Regressei ás ruas onde vagueei. Deambulo de olhar perdido e fascinado. Está tudo diferente. As casas velhas não existem e fizeram uma estrada a meio. O Mário, o Alentejano, o Chico, e a Russa cabeleireira de voz grossa estão na prisão, e os outros no cemitério. Saí agora da escola. As aulas correram bem e os alunos assimilaram bem o conhecimento, a informação e a comunicação. Vejo-me agora aqui perdido nesta hora tardia no bairro onde pensei falecer. Estou muito mais vivo que morto. Pertenço aqui mesmo pertencendo a outros sítios também. Por vezes penso que tudo é uma época, uma fase, e que ciclicamente a vida se retorna. Lá em baixo, os prédios coloridos não têm a cor das barracas destruídas nauseabundas e escuras, feitas de um estranho conforto que me abundava e bastava à época. Assustadora esta parte ainda vigente em mim. É como se a adaptabilidade fosse mais um sentido meu. Na verdade a inadequação e a adaptabilidade são duas partes distintas de tão iguais se parecerem que coabitam em mim.
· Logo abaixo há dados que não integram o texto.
PR #76, opened 2022-12-01
Update enum classes for better naming

lf-jason-jia:
The enum constants from SwaggerCodegen doesn't contain _ to delimit words, which hurts readability. In this PR, we fixed that.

Recordo o meu pai de ar fechado e sofrido esperando-me no carro no largo da fonte, no cimo da ladeira, de portas trancadas, e a minha mãe no banco de trás deixando livre o lugar do morto para mim. Era assim que ela me via, morto. Eu chegava, entrava, sem que nenhuma palavra se soltasse ou recebesse. Havia um rádio no carro que não se ligava, não fosse algum discurso, noticia ou som, quebrar aquele silêncio de velório. Os cafés agitados de pessoas iguais mantinham-se em formigueiro. O fugas gritava à entrada de um qualquer estranho que se aproximasse, e as pessoas sem expressão quedavam-se, tal qual como no ensaio sobre a cegueira, retrato próximo do quadro anil que descrevo. A loucura imposta de normalidade era norma e regra. Os putos em desenfreadas brincadeiras ali cresciam ao sair da escola, eram os do bairro, estavam destinados e tinham garantido o futuro, futuro diferente dos do bairro acima do cemitério.

 

Como pode uma centena de metros mudar a vida?

Como pode uma centena de metros, separar a vida da morte, sendo a morte vida e a vida tão próxima da morte. Era assim o bairro onde morto me senti vivo, e onde hoje me habito, muito mais vivo que morto.